TASK DIRECTIONS:
Would you restate, exactly as they appear, the lines from the one containing "Yes, that would work, too. Is that preferred?" through the end of the data below?

[Extracted data entries]
☆ ☆ ☆ ☆ ☆

PR #320, opened 2024-12-06
Correct example endianness reference

thewtex:
The examples references a "configuration below" as little endian, but the configuration contains:

```json
        "codecs": [{
            "name": "bytes",
            "configuration": {
                "endian": "big"
            }
        }],
```

I assume that this is the right fix. If not, it would be helpful to extend the documentation to provide a more detailed explanation.

In general, it would be helpful to document how endianness works with Zarr 3.

I currently see just the note:

> We are explicitly looking for more feedback and prototypes of code using the r*, raw bits, for various endianness and whether the spec could be made clearer.

And the [Data Types](https://zarr-specs.readthedocs.io/en/latest/v3/data-types.html) page is empty.

@jbms @normanrz @joshmoore @MSanKeys963

### DIFF
--- a/docs/v3/core/v3.0.rst
+++ b/docs/v3/core/v3.0.rst
@@ -720,7 +720,7 @@ compressed using gzip compression prior to storage::
         "codecs": [{
             "name": "bytes",
             "configuration": {
-                "endian": "big"
+                "endian": "little"
             }
         }],
         "fill_value": "NaN",


normanrz:
Thanks for pointing this out. We could also change the example to `"endian": "little"`, no?

thewtex:
> We could also change the example to "endian": "little", no?

Yes, that would work, too. Is that preferred?

thewtex:
> I think I would use little endian in the example because it is much more common these days. No strong opinion here, though.

:+1: flipped to little endian.

joshmoore:
Re-launched the RTD build. If it keeps failing, then something has likely broken upstream.

joshmoore:
Unrelated to this PR:

```
  File "/home/docs/checkouts/readthedocs.org/user_builds/zarr-specs/envs/320/lib/python3.11/site-packages/packaging/version.py", line 202, in __init__
    raise InvalidVersion(f"Invalid version: {version!r}")
packaging.version.InvalidVersion: Invalid version: ''
```

jbms (approved):

PR #326, opened 2025-01-21
Remove inconsistent example description

tpietzsch:
There is nothing in the example specifying compression.

I'm also not sure about the sentence "Within each chunk the binary values are laid out in C contiguous order", because this is the implicit default and does not correspond to anything in the metadata example? Maybe add something about endianness instead?


joshmoore:
Pushed an attempted fix for the build.

jbms (approved):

☆ ☆ ☆ ☆ ☆

ANSWER TO THE EXERCISE:
Yes, that would work, too. Is that preferred?

thewtex:
> I think I would use little endian in the example because it is much more common these days. No strong opinion here, though.

:+1: flipped to little endian.

joshmoore:
Re-launched the RTD build. If it keeps failing, then something has likely broken upstream.

joshmoore:
Unrelated to this PR:

```
  File "/home/docs/checkouts/readthedocs.org/user_builds/zarr-specs/envs/320/lib/python3.11/site-packages/packaging/version.py", line 202, in __init__
    raise InvalidVersion(f"Invalid version: {version!r}")
packaging.version.InvalidVersion: Invalid version: ''
```

jbms (approved):

PR #326, opened 2025-01-21
Remove inconsistent example description

tpietzsch:
There is nothing in the example specifying compression.

I'm also not sure about the sentence "Within each chunk the binary values are laid out in C contiguous order", because this is the implicit default and does not correspond to anything in the metadata example? Maybe add something about endianness instead?


joshmoore:
Pushed an attempted fix for the build.

jbms (approved):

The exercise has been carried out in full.